**Description of the task**
What lines of the data below hold the string "directory"? Copy each one.

**Supplied entries**
PR #250, opened 2017-06-17
Do not recommend fc-cache -s in INSTALLATION.md

jacksgt:
`fc-cache -s` will only scan system-wide font directories, omitting user dirs.
(The line above points out that fonts can be put in a local directory, so this option doesn't make sense)


chrissimpkins:
Thank you for picking this up!  Much appreciated.

For future reference from `fc-cache` docs:

>If directory arguments are not given, fc-cache uses each directory in the current font configuration. Each directory is scanned for font files readable by FreeType. A cache is created which contains properties of each font and the associated filename. This cache is used to speed up application startup when using the fontconfig library.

**Answer to this task**
(The line above points out that fonts can be put in a local directory, so this option doesn't make sense)
>If directory arguments are not given, fc-cache uses each directory in the current font configuration. Each directory is scanned for font files readable by FreeType. A cache is created which contains properties of each font and the associated filename. This cache is used to speed up application startup when using the fontconfig library.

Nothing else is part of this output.